I wrote up a conditional estimate to trouble shoot the system and map out the electrical in the house, because it had never been done and I figured I could locate the major problems and come up with some solutions. 

I got a deposit check --- the mother cried poverty the whole time, even though the daughter had a new BMW in the driveway and the granddaughter had a fairly new car too. I promised to come back the next day with my crew and we would figure things out. 

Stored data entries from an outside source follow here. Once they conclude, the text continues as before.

PR #986, opened 2015-04-01
Fix patching `django.utils.timezone.now` on kpi tests.

johngian:
Tests where failing because we only patched ``now`` in ``api/views.py`` namespace and not in ``base/utils.py``.


johngian:
@akatsoulas r?

akatsoulas:
r+

PR #990, opened 2015-04-03
[fix bug 1140335] Filter events by initiative.

akatsoulas:
* Export initiatives in API v1.

### DIFF
--- a/remo/events/helpers.py
+++ b/remo/events/helpers.py
@@ -98,11 +98,16 @@ def get_event_comment_delete_url(obj):
 
 
 @register.function
-def get_event_category_link(category):
-    """Returns events list page of given category."""
+def get_event_filtered_url(category=None, initiative=None):
+    """Returns events list page of given category or initiative."""
 
     url = reverse('events_list_events')
-    return urlparams(url, '/category/%s/' % category.lower())
+    if category:
+        return urlparams(url, '/category/%s/' % category.lower())
+    elif initiative:
+        return urlparams(url, '/initiative/%s/' % initiative.lower())
+    else:
+        return url
 
 
 @register.function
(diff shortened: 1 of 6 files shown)


remo/events/helpers.py
```diff
@@ -98,11 +98,13 @@ def get_event_comment_delete_url(obj):
...
-def get_event_category_link(category):
-    """Returns events list page of given category."""
+def get_event_filtered_url(category=None, initiative=None):
+    """Returns events list page of given category or initiative."""
 
     url = reverse('events_list_events')
-    return urlparams(url, '/category/%s/' % category.lower())
+    if category:
+        return urlparams(url, '/category/%s/' % category.lower())
+    return urlparams(url, '/initiative/%s/' % initiative.lower())
```
johngian: This returns ``'NoneType' object has no attribute 'lower'`` when ``category=None`` and ``initiative=None``.

remo/events/views.py
```diff
@@ -37,10 +38,11 @@ def redirect_list_events(request):
 @cache_control(private=True)
 def list_events(request):
     """List events view."""
-    events = Event.objects.all()
-    categories = FunctionalArea.objects.all()
-    return render(request, 'list_events.html',
-                  {'events': events, 'categories': categories})
+    data = {'events': Event.objects.all(),
+            'categories': FunctionalArea.objects.all(),
+            'initiatives': Campaign.objects.all()}
```
johngian: API returns only active ``campaigns``. We might need to consider this as well here.

johngian:
It looks like there is a circular dependency. I am getting this error locally:
``cannot import name EventResource``

akatsoulas:
Probably, this is happening because you have some leftovers folders with some *.pyc files inside from the remo-api branch.

johngian:
lgtm r+wc

PR #992, opened 2015-04-07
[fix bug 1132024] Link nominee names to their profiles in range voting.

akatsoulas:


remo/voting/helpers.py
```diff
@@ -47,3 +48,11 @@ def user_has_voted(user, poll):
     if Vote.objects.filter(poll=poll, user=user).exists():
         return True
     return False
+
+
+@register.function
+def get_nominee(full_name):
+    first_name, last_name = full_name.split()
```
johngian: You might need to ``strip`` this.

akatsoulas: I believe there is no need for this since all the names are directly from our database, in which they are already normalized.

akatsoulas:
@johngian I slightly updated the code to split multi-word names.

johngian:
r+

PR #1000, opened 2015-04-09
[bug 1140335] Fix ToOneField resource in campaign.

akatsoulas:


johngian:
Reproduced it locally
* `master` broken
* `event-campaign-resource` works as expected

Code looks good
r+  :rabbit:

PR #1002, opened 2015-04-13
Fix validation in APIv1 when checking for errors in ical export.

akatsoulas:


akatsoulas:
No need for this anymore. The traceback has not reappeared and the v1 of the API is going to be retired soon.

PR #1007, opened 2015-04-14
Enable filtering on Public API

johngian:


akatsoulas:
Travis isn't very happy :(
Since these commits are all part of the same bug, maybe you should consider squash everything into one.

johngian:
@akatsoulas PR updated

* Squashed commits to a single one
* Test pass locally

remo/events/api/views.py
```diff
@@ -19,11 +19,23 @@
...
 
 
+class EventsFilter(django_filters.FilterSet):
+    owner = django_filters.CharFilter(name='owner__userprofile')
+    categories = django_filters.CharFilter(name='categories__name')
+    initiative = django_filters.CharFilter(name='campaign__name')
+
+    class Meta:
+        model = Event
+        fields = ('name', 'description', 'start', 'end', 'city', 'region',
```
akatsoulas: Maybe it makes sense to filter event based on estimated_attendace. For example "All the events with 1000 attendees or more".

remo/reports/api/views.py
```diff
@@ -19,6 +19,20 @@
 KPI_WEEKS = 12
 
 
+class ActivitiesFilter(django_filters.FilterSet):
+    user = django_filters.CharFilter(name='user__userprofile')
+    activity = django_filters.CharFilter(name='activity__name')
+    initiative = django_filters.CharFilter(name='campaign__name')
+    mentor = django_filters.CharFilter(name='mentor__userprofile')
+    functional_areas = django_filters.CharFilter(name='functional_areas__name')
```
akatsoulas: Let's rename this to `category` for consistency.

remo/events/api/views.py
akatsoulas: I would suggest to remove completely `start` and `end` and enable them in another PR which will include 'gt', 'lt' etc filters. Moreover it makes more sense to filter against date and not datetime in events. Thoughts?

johngian: Sounds good.

remo/profiles/api/views.py
```diff
@@ -29,11 +29,35 @@
...
+    country = django_filters.CharFilter(name='userprofile__country')
+    twitter = django_filters.CharFilter(name='userprofile__twitter_account')
+    jabber = django_filters.CharFilter(name='userprofile__jabber_id')
+    irc_name = django_filters.CharFilter(name='userprofile__irc_name')
+    wiki_profile = django_filters.CharFilter(
+        name='userprofile__wiki_profile_url')
+    irc_channels = django_filters.CharFilter(name='userprofile__irc_channels')
+    linkedin = django_filters.CharFilter(name='userprofile__linkedin_url')
+    facebook = django_filters.CharFilter(name='userprofile__facebook_url')
+    diaspora = django_filters.CharFilter(name='userprofile__diaspora_url')
```
akatsoulas: Probably makes sense to filter against `date_left_program` and `date_joined_program` fields.

remo/events/api/views.py
akatsoulas: Just reference the bug here, when it becomes available so that we can track why these filters aren't implemented here.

The next day we showed up ready to start work. Here is what I found: 
1. The owner had used 12awg wiring for everything. When he ran out of a color, he would wire nut another color(different) wire and continue on. 
2. There were a total of 5 service panels: One main and 4 subs. All wired in SERIES with 12awg (with an assortment of at least 8 different colored wiring. Wiring was from main lugs to main lugs, no separate breakers. 
3. The entire house was wired backwards (all outlets had the hot wired to the common side)
4. The crawl space was more than tall enough to stand in, but the previous owner had so many wires (both high and low voltage) going through mid air, it was like a giant spiders web (of colorful wires).
5. Still couldn't figure out the generator which had an automatic switch over panel --- which was making the noise and needed replacement. 

We were there for about 2 hours and once I got the grasp of the situation, I did the following: 
1. Told my guys to get in their truck and leave immediately
2. Wrote up a quick disclosure on my 3 part invoice that said: we were never there and there was no charge for any services
3. I gave the deposit check back to the mother and said I would get back to her with an estimate for fixing things. 

I did send them a letter a few days later saying that my insurance wouldn't cover me to work on their place (it was a lie, but they wanted me to work on the place and I needed an excuse to not come back). I told them they should contact an electrical contractor closer to them. 

I also said that if my insurance company could cover me, the cost to rewire the house and correct the panel and generator problem would start at a base cost of $12, 000. That shut them up. 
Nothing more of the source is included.